PR #617, opened 2026-07-18
fix(parser): Indian Bank "Sent Rs." UPI-debit was dropped (returned null)

sarim2000:
## Problem
Indian Bank's newer UPI-debit SMS format is **silently dropped** — `BankParserFactory.parse(...)` returns `null`, so the transaction is never recorded (real data loss). Reported from a live SMS:

> Sent Rs.440.00 from A/c *4512 on 17-07-26 to NARMADA FOODS.RRN 213416112187.Avl Bal Rs.4585.65.Not you? SMS BLOCK to 9289592895-Indian Bank

**Root cause:** the base `BankParser.isTransactionMessage` only recognises verbs like `debited/credited/withdrawn` — not `Sent` — so the message fails the is-this-a-transaction gate before any extraction runs. (The "Avl Bal" + no-known-verb combination would also trip the balance-update-only path.)

## Fix
All changes are **bank-local overrides on `IndianBankParser`** — no edits to `BaseIndianBankParser`/`BankParser`, so no other bank that extends the base is affected:
- `isTransactionMessage` — also accept `"sent rs"` so `parse()` no longer drops it.
- `isBalanceUpdateNotification` — return `false` for `"sent rs"` so a debit carrying `Avl Bal` isn't misclassified as a balance-update-only notice.
- `extractAmount` — add `Sent\s+Rs\.?\s*<amt>` pattern.
- `extractTransactionType` — `"sent rs"` → `EXPENSE`.
- `extractMerchant` — `to <merchant>.RRN` → merchant (stops at the period before RRN).
- `extractReference` — `RRN\s+<digits>`.

## Tests
Added a `TestIndianBankParser` case asserting `type=EXPENSE`, `amount=440.00`, `merchant="NARMADA FOODS"`, `accountLast4="4512"`, `reference="213416112187"`, `balance=4585.65`. Full `:parser-core:jvmTest` green via `./init.sh parser`.

### DIFF
--- a/parser-core/src/main/kotlin/com/pennywiseai/parser/core/bank/IndianBankParser.kt
+++ b/parser-core/src/main/kotlin/com/pennywiseai/parser/core/bank/IndianBankParser.kt
@@ -190,12 +190,6 @@ class IndianBankParser : BaseIndianBankParser() {
     }
 
     override fun extractReference(message: String): String? {
-        // Pattern 0: RRN 213416112187 (newer UPI-debit format)
-        val rrnPattern = Regex("""RRN\s+(\d+)""", RegexOption.IGNORE_CASE)
-        rrnPattern.find(message)?.let { match ->
-            return match.groupValues[1]
-        }
-
         // Pattern 1: UPI:515314436916
         val upiRefPattern = Regex("""UPI:(\d+)""", RegexOption.IGNORE_CASE)
         upiRefPattern.find(message)?.let { match ->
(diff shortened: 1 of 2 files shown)


sarim2000:
Addressed the 4/5 review:
- **RRN priority** — moved the RRN pattern *below* the `UPI:` / `UPI Ref no` patterns in `extractReference`, so a message carrying both keeps preferring the UPI ref; the "Sent Rs." format carries only an RRN so it's still captured.
- **Amount coverage** — added two `Sent Rs.` cases: comma-grouped (`Rs.1,500.00`) and whole-number (`Rs.500`), exercising the comma-strip and optional-decimal paths.

`:parser-core:jvmTest` green.

PR #623, opened 2026-07-19
feat(add): manual account-to-account Transfer with From/To accounts (#622)

### LINKED ISSUE #622: [BUG] Transfer type in Add Transaction shows a single account picker (no From/To)
Reported on Discord. In the Add Transaction form, selecting **Transfer** shows the exact same single **Select Account** picker as Expense — there's no way to pick a *From* and *To* account, so a manual transfer can't actually be recorded as moving money between two accounts.

### Root cause
The Transfer chip was added to the type selector, but the form was never given a two-account UI for it:
- `TransactionTabContent.kt` renders one `selectedAccount` picker unconditionally (no branch on `transactionType`).
- `AddViewModel` holds only a single `selectedAccount`; `AddTransactionUseCase.execute(...)` accepts only one `bankName`/`accountLast4`.
- `TransactionEntity` already has `fromAccount`/`toAccount` columns (used by the SMS parser for auto-detected transfers) but the manual Add flow never populates them.

### Fix
When `transactionType == TRANSFER`:
1. Show **From account** + **To account** pickers (hide Merchant; keep Category optional/default).
2. Populate `fromAccount`/`toAccount` on the entity.
3. Move the money: decrement the source and increment the destination in one DB transaction (reusing the existing manual-recompute / SMS-delta balance model).

Same-currency transfers only for the first cut (no cross-currency conversion — consistent with the app's never-sum-across-currencies rule).

sarim2000:
Closes #622.

## Problem
Selecting **Transfer** in Add Transaction showed the exact same single "Select Account" picker as Expense (reported on Discord) — there was no way to record money moving between two accounts. The Transfer chip existed, but the form/ViewModel/use-case never supported a From→To pair.

## What this does
When `transactionType == TRANSFER`:
- **UI** (`TransactionTabContent`): hides Merchant, shows **From account** + **To account** pickers (a shared account bottom-sheet routes selection to whichever is open via an `AccountPickerTarget`). All other types unchanged.
- **ViewModel**: adds `toAccount` state; `selectedAccount` is the From account. `isValid`/`saveTransaction` become transfer-aware — no merchant required; requires two **distinct** accounts of the **same currency** (the From account fixes the entry currency). Cross-currency is rejected (we never sum across currencies).
- **Use case / repo**: populates `fromAccount`/`toAccount` and moves the money in one atomic Room transaction — `AccountBalanceRepository.insertTransferWithBalance` debits the FROM leg and credits the TO leg, using manual-recompute for cash/manual accounts and a signed delta for SMS-tracked accounts.

## Bug caught during emulator testing (and fixed)
The first on-device run debited the **wrong** account: a transfer from Kotak ••9999 hit HDFC ••9999 instead, because the SMS-delta leg resolved accounts by **last4 alone**. Fixed by resolving the delta by **(bankName, last4)** (`insertBalanceDelta`) — the manual-add path knows the full bank for both legs. Re-verified: Kotak ••9999 −500, Kotak ••7777 +500, HDFC ••9999 untouched.

## Verification (emulator)
- Transfer form shows From/To, Merchant hidden, Save gated until valid.
- Saved transfer is recorded as a transfer — **excluded from "Spent this month"**, shown under "Money in motion".
- From −amount and To +amount both move correctly, including the shared-last4 case.
- `./init.sh app` green.

## Known limitation (follow-up, pre-existing)
Editing/deleting a transfer reverts via the existing last4-only `applyTransferBalanceShift` (the persisted `from_account`/`to_account` columns store only last4, so the bank isn't available at revert time). A shared-last4 **edit/delete** can therefore mis-revert — the same limitation that already affects SMS-detected transfers. Out of scope here; would need the leg columns to carry full account identity.

Same-currency transfers only for this first cut.

### DIFF
--- a/app/src/main/java/com/pennywiseai/tracker/data/repository/AccountBalanceRepository.kt
+++ b/app/src/main/java/com/pennywiseai/tracker/data/repository/AccountBalanceRepository.kt
@@ -318,6 +318,58 @@ class AccountBalanceRepository @Inject constructor(
         rowId
     }
 
+    /**
+     * Atomically insert a manual TRANSFER [transaction] and move BOTH legs'
+     * balances as one Room transaction, so a crash can never leave the money
+     * debited from one account but never credited to the other (or vice-versa).
+     * The [transaction] must already carry `transactionType = TRANSFER`,
+     * `fromAccount = fromLast4` and `toAccount = toLast4`.
+     *
+     * The two legs use different balance mechanics, mirroring the rest of this
+     * class:
+     *  - Manual/cash accounts have a *derived* balance (opening + Σtxns, with
+     *    TRANSFER handled by `from_account`/`to_account` in [signedTransactionSum]).
+     *    Once the row is inserted, [recomputeManualBalance] re-derives the figure —
+     *    no explicit delta needed. Opening anchors for both legs are pinned from
+     *    the PRE-insert snapshot via [ensureManualOpening] before the insert, so
+     *    the recompute includes this new transfer exactly once.
+     *  - SMS-tracked accounts have a bank-reported balance, so we snapshot a signed
+     *    "TRANSACTION" delta off the latest row via [insertBalanceDeltaByLast4]
+     *    (−amount on the FROM leg, +amount on the TO leg). No-op if that account
+     *    has no balance row yet.
+     *
+     * Returns the new row id (-1 on a dedup-conflict insert, in which case no
+     * balance is moved).
+     */
+    suspend fun insertTransferWithBalance(
+        transaction: TransactionEntity,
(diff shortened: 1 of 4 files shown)


sarim2000:
Addressed the 3/5 review:
- **Dedup hash** — `generateTransferHash` now includes both **bank names** (not just last4), so two distinct transfers sharing a last4 (Kotak ••9999 vs HDFC ••9999 → same destination/amount/second) can't hash-collide and silently no-op the second insert. Now consistent with the bank-aware `(bankName, last4)` resolution in the balance move.
- **Stale toAccount** — `updateTransactionType` clears `toAccount` when leaving TRANSFER.

`./init.sh app` green.

PR #627, opened 2026-07-19
feat(import): CSV transaction importer (#299)

### LINKED ISSUE #299: [FEATURE] Import CSV from others App to add historical txns?
## 💡 Feature Description
Axio app was the older app that does what pennywise does; reading SMS to parse txns. I want to move away from it, as it is close sourced. If we can import the csv from axio directly to this app, it would be really helpful to carry over our history and past txns. Having a csv import with a standardized format can help many leave their apps and move to pennywise instead.

## 🎯 Problem it Solves
Allows user from another similar app to easily onboard to Pennywise. Also, we can have a standard csv import format, which can be used to import any set of txns into pennywise, not just from axio.

## 🔧 Proposed Solution
Allowing user to import csv provided from axio's export, or any standard csv format can work.

## 📱 Alternatives Considered
Maybe adding txns from bank's statement pdfs? But this would be longer and tougher to implement.

## 💬 Additional Context
For instance, the Firefly III app, for budget and transaction monitoring, it allows us to import csvs or export it.

sarim2000:
Closes #299.

## What
Lets users import historical transactions from a CSV in **PennyWise's own export format** — the 12 columns `CsvExporter` writes (`Date, Time, Merchant, Category, Type, Amount, Currency, Bank, Account, Balance After, Description, SMS Body`). So an export round-trips, and someone migrating from another app (axio, etc.) can carry their history over by reformatting to that standard layout.

MVP scope is deliberately the round-trip format — no per-app column-mapping UI (that's a possible fast-follow).

## How
- **`CsvTransactionImporter`** (pure/testable — takes a `java.io.Reader`): OpenCSV parse, **header-name** column matching (tolerant of column reorder / extra columns), requires Date/Amount/Type, sensible defaults for the rest (`bank`→"Imported", `category`→"Others", `currency`→"INR"). Per-row failures (bad amount/date/unknown type) are **counted, not thrown**. Currency is set per-row from the CSV — nothing summed across currencies.
- **`ImportCsvUseCase`**: opens the picked `Uri`, dedups by a **deterministic content hash** (against the DB via `getTransactionByHash` and within the same file), inserts the rest; returns imported / skippedDuplicate / failed.
- **Settings**: an "Import Transactions (CSV)" entry (GetContent picker) beside "Import Data"; result surfaced via the existing import/export snackbar. **Free** — it's a migration/onboarding driver, not Pro-gated.
- **Test**: `CsvTransactionImporterTest` (5 cases, incl. a bad-amount row counted as failed).

## Verification (emulator)
Pushed a 2-row CSV (Expense + Income) and imported via the new entry → **"Imported 2 transactions, skipped 0 duplicates"**; both appeared with correct amount/type/category/description/currency. Re-imported the same file → **"Imported 0 transactions, skipped 2 duplicates"** (dedup works). `./init.sh app` green.

## Note / possible follow-up
Imports populate history & analytics but **don't retroactively recompute account balances** (historical imports shouldn't rewrite *current* balances); rows without a Bank land in an "Imported" pseudo-account. If balance-affecting imports are wanted for manual/cash accounts, that's a separate decision.

### DIFF
--- a/app/src/main/java/com/pennywiseai/tracker/data/csv/CsvTransactionImporter.kt
+++ b/app/src/main/java/com/pennywiseai/tracker/data/csv/CsvTransactionImporter.kt
@@ -96,7 +96,9 @@ class CsvTransactionImporter @Inject constructor() {
                 return ImportParseResult(
                     transactions = emptyList(),
                     failedCount = 0,
-                    failureReasons = listOf("Missing required column(s): $missing")
+                    failureReasons = listOf(
+                        "This doesn't look like a PennyWise CSV export — missing column(s): $missing"
+                    )
                 )
             }
 
--- a/app/src/main/java/com/pennywiseai/tracker/data/csv/CsvTransactionImporter.kt
+++ b/app/src/main/java/com/pennywiseai/tracker/data/csv/CsvTransactionImporter.kt
@@ -1,0 +1,278 @@
+package com.pennywiseai.tracker.data.csv
+
+import com.opencsv.CSVReader
+import com.pennywiseai.tracker.data.database.entity.TransactionEntity
+import com.pennywiseai.tracker.data.database.entity.TransactionType
+import java.io.Reader
+import java.math.BigDecimal
+import java.security.MessageDigest
+import java.time.LocalDate
+import java.time.LocalDateTime
+import java.time.LocalTime
+import java.time.format.DateTimeFormatter
+import javax.inject.Inject
+import javax.inject.Singleton
+
+/**
+ * Parses PennyWise's own CSV export format (the 12 columns [CsvExporter] writes)
+ * back into [TransactionEntity] rows, so historical data can be re-imported and
+ * an export can round-trip.
+ *
+ * Pure/testable: takes a [Reader] (no Android `Uri`), so it can be exercised from
+ * a plain JUnit test with a `StringReader`. The Android side (opening the picked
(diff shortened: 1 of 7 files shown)


sarim2000:
Addressed the 4/5 review:
- **Per-row DB queries** → now a single **batch** lookup (`TransactionDao.getExistingHashes` with an `IN` clause) for the whole file, so a large CSV no longer issues N `getTransactionByHash` queries.
- **Amount sign** → non-positive amounts (`signum() <= 0`) are now **rejected as a failed row** (amounts are always positive in the format; direction is carried by Type), so a hand-crafted signed-debit CSV can't silently corrupt analytics. Added a test for negative + zero.

`./init.sh app` green.

sarim2000:
Addressed the re-review:
- **P1 (IN-clause crash on 1000+ rows)** — `getExistingHashes` now **chunks at 900** in the repository (under SQLite's 999 bind-variable limit; Room doesn't auto-chunk), so a large CSV can't crash the import.
- **P2 (MIME / confusing error)** — kept `"*/*"` (matches the sibling Import Data, and file managers frequently tag CSVs as `application/octet-stream`, so `text/csv` would hide legit files), but a wrong-file pick now surfaces an explicit **"This doesn't look like a PennyWise CSV export — missing column(s): …"** error instead of a silent "Imported 0".

`./init.sh app` green.

PR #628, opened 2026-07-19
feat(fdroid): "Support development" UPI tip jar on F-Droid builds (#503)

### LINKED ISSUE #503: [FEATURE] Add 'Support development' section for F-Droid/APK users (UPI + Ko-fi)
## Goal
APK/F-Droid users get the app fully free with **no way to support development** (no Play billing in the `fdroid` flavor). Add a subtle "Support development" section for those builds. Play users keep the Pro upgrade instead.

## Decision (after research)
**Two rails:** **UPI** (India — most of our base) + **Ko-fi** (global).

| Option | Verdict |
|---|---|
| **UPI** | ✅ Primary. Native (`upi://pay` intent, no browser), free, instant, zero setup. Covers the largely-Indian base. |
| **Ko-fi** | ✅ Global rail. 0% fee, pays out to India via PayPal, available for Asian creators. |
| ~~Buy Me a Coffee~~ | ❌ Drop — Stripe-only payouts, **India not supported** (can't withdraw). |
| GitHub Sponsors | ⏳ Optional later. Verified India payout but needs Stripe-KYC enrollment. For in-app it's redundant with Ko-fi; its real value is the repo Sponsor button (just `.github/FUNDING.yml`, no app code). |

## Scope / tasks
- [ ] **Flavor-gate to F-Droid/APK only** — keep the donate section OUT of the `standard` (Play) build (Google's external-payment policy; Play has Pro). Gate via the build flavor, same pattern as `standardImplementation`/app-update.
- [ ] **Settings/About "❤️ Support development" section** (subtle, on-brand yellow tonal — matches our Pro-prompt style; no nag/popup):
  - **UPI** row → `upi://pay?pa=<UPI_ID>&pn=<Payee Name>&cu=INR` intent. Label as the native/India option. Handle "no UPI app installed" gracefully.
  - **Ko-fi** row → opens `https://ko-fi.com/<username>` in browser. Label e.g. "Support from outside India".
- [ ] **fdroiddata Donate field** → add the Ko-fi (or Sponsors) URL so the F-Droid listing shows a Donate button.
- [ ] (Optional) **`.github/FUNDING.yml`** with Ko-fi + (later) GitHub Sponsors → repo Sponsor button.
- [ ] There's an existing unmerged `feat/github-sponsors-link` branch (Settings + repo Sponsor button) — reuse/adapt its UI scaffolding.

## Prerequisites (manual, by maintainer)
- [ ] Create a **dedicated UPI ID** for donations (separate from personal — UPI ID is receive-only/safe to expose, but isolate name + collect-request spam). Note the payee name shown to payers.
- [ ] Create **Ko-fi** account + connect PayPal (India payout).

## Notes
- UPI ID is safe to expose publicly (receive-only; can't be debited without our PIN). Use a dedicated handle.
- Reference: the Cashiro fork uses the same shape (UPI + a coffee link) in its AboutScreen.
- UPI is India-only by design; Ko-fi covers global.

sarim2000:
Closes #503.

## Why
F-Droid builds hardcode `isPro = true` (no Play billing allowed by F-Droid policy), so those users get everything free but had **no way to support development**. The Pro upsell is meaningless there. This adds a subtle "Support development" tip jar on the **fdroid flavor only**; Play builds keep the Pro upgrade.

## What
- Gated on `BuildConfig.FLAVOR == "fdroid"` — the top-of-Settings slot shows **Support development** on F-Droid, **PennyWise Pro** on Play.
- Tapping opens a small dialog: warm one-liner, the developer's **UPI VPA** shown with a **copy** button, and **Pay via UPI** → fires `upi://pay?pa=…&pn=PennyWise&cu=INR&tn=PennyWise support` (opens the user's UPI app; amount left blank for them). Falls back to a "copy the UPI ID" hint via toast if no UPI app is installed.
- VPA + payee name are `translatable="false"` string resources (public donation address).

**Rails:** UPI is the primary rail — largely-Indian base, zero fees, native intent, no proprietary SDK (F-Droid-safe). A global/Ko-fi link can be added later once payouts are set up (per #503's two-rail plan).

## Verification (emulator)
F-Droid has no x86 build, so I previewed the fdroid path by temporarily forcing the flag on the standard build (then reverted):
- Support section renders in place of Pro; dialog + copy + Pay-via-UPI work; the `upi://pay` intent fires (chooser opens — no UPI app on the emulator, which is the fallback case).
- With the flag reverted, the **standard** flavor still shows the Pro upsell and no Support section.
- `./init.sh app` green.

### DIFF
--- a/app/src/main/java/com/pennywiseai/tracker/ui/screens/settings/SettingsScreen.kt
+++ b/app/src/main/java/com/pennywiseai/tracker/ui/screens/settings/SettingsScreen.kt
@@ -31,7 +31,12 @@ import androidx.compose.ui.Modifier
 import androidx.compose.ui.draw.clip
 import androidx.compose.ui.graphics.Color
 import androidx.compose.ui.graphics.vector.ImageVector
+import android.widget.Toast
+import androidx.compose.ui.platform.LocalClipboardManager
 import androidx.compose.ui.platform.LocalContext
+import androidx.compose.ui.res.stringResource
+import androidx.compose.ui.text.AnnotatedString
+import com.pennywiseai.tracker.R
 import androidx.compose.ui.text.font.FontWeight
 import androidx.compose.ui.text.style.TextAlign
 import androidx.compose.ui.unit.dp
@@ -121,6 +126,10 @@ fun SettingsScreen(
     val scheduledFolderBackupLastTimestamp by settingsViewModel.scheduledFolderBackupLastTimestamp.collectAsStateWithLifecycle(initialValue = null)
     val requestFolderPicker by settingsViewModel.requestFolderPicker.collectAsStateWithLifecycle()
     var showUpgradeSheet by remember { mutableStateOf(false) }
+    var showSupportDialog by remember { mutableStateOf(false) }
+    // F-Droid builds have no Play billing, so they show a "Support development"
+    // tip jar instead of the (un-buyable) Pro upsell. Play builds keep Pro.
+    val isFdroidBuild = com.pennywiseai.tracker.BuildConfig.FLAVOR == "fdroid"
     // Launches the runtime permission request. If granted, we flip the
     // preference on; if denied, leave the switch off so the user can try
     // again without us silently turning the feature on later.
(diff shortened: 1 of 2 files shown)


sarim2000:
Addressed the 4/5 (both cosmetic):
- **Hardcoded strings** → the Support-dev section/dialog user-facing strings (title, subtitle, body, button labels, copy content-desc, toasts) are now `strings.xml` resources.
- **Fully-qualified names** → `launchUpiPayment` uses imported `Context`/`Uri`/`ActivityNotFoundException`, and takes the no-UPI-app message as a param resolved via `stringResource`.

No behavior change; `./init.sh app` green.

sarim2000:
Good catch — fixed the real one: `launchUpiPayment` now returns whether a UPI app actually opened, and the dialog **only dismisses on success**. If no UPI app is installed, the dialog stays up so the copy-the-VPA fallback the toast points to is still on screen. (The other two inline comments are stale re-anchors — the summary confirms strings/URI are already correct.)

PR #632, opened 2026-07-23
feat(export): carry analytics custom range into drill-down + group CSV export

sarim2000:
## What

Two gaps in "export exactly what I'm looking at":

### 1. Analytics custom range now carries into the drill-down
Tapping a merchant / category / tag in Analytics while a **custom date range** was active previously landed on the Transactions screen reset to **This Month** (the nav handoff only mapped THIS_MONTH / LAST_MONTH / CURRENT_FY / ALL). The custom range now travels with the navigation as epoch-day route args and is applied on arrival — so the existing Export FAB exports exactly the slice that was on screen in Analytics.

- `AnalyticsScreen`: passes `customDateRange` (epoch days) through `onNavigateToTransactions` when the period is CUSTOM
- `MainScreen`: `startDate`/`endDate` route args on the transactions destination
----------
- **Work instructions**: Please copy the lines in the records above between the one holding "The [transaction] must" and the one holding "- **Dedup hash**", inclusive, exactly and with no other line.

- **Finished exercise**:
+     * The [transaction] must already carry `transactionType = TRANSFER`,
+     * `fromAccount = fromLast4` and `toAccount = toLast4`.
+     *
+     * The two legs use different balance mechanics, mirroring the rest of this
+     * class:
+     *  - Manual/cash accounts have a *derived* balance (opening + Σtxns, with
+     *    TRANSFER handled by `from_account`/`to_account` in [signedTransactionSum]).
+     *    Once the row is inserted, [recomputeManualBalance] re-derives the figure —
+     *    no explicit delta needed. Opening anchors for both legs are pinned from
+     *    the PRE-insert snapshot via [ensureManualOpening] before the insert, so
+     *    the recompute includes this new transfer exactly once.
+     *  - SMS-tracked accounts have a bank-reported balance, so we snapshot a signed
+     *    "TRANSACTION" delta off the latest row via [insertBalanceDeltaByLast4]
+     *    (−amount on the FROM leg, +amount on the TO leg). No-op if that account
+     *    has no balance row yet.
+     *
+     * Returns the new row id (-1 on a dedup-conflict insert, in which case no
+     * balance is moved).
+     */
+    suspend fun insertTransferWithBalance(
+        transaction: TransactionEntity,
(diff shortened: 1 of 4 files shown)


sarim2000:
Addressed the 3/5 review:
- **Dedup hash** — `generateTransferHash` now includes both **bank names** (not just last4), so two distinct transfers sharing a last4 (Kotak ••9999 vs HDFC ••9999 → same destination/amount/second) can't hash-collide and silently no-op the second insert. Now consistent with the bank-aware `(bankName, last4)` resolution in the balance move.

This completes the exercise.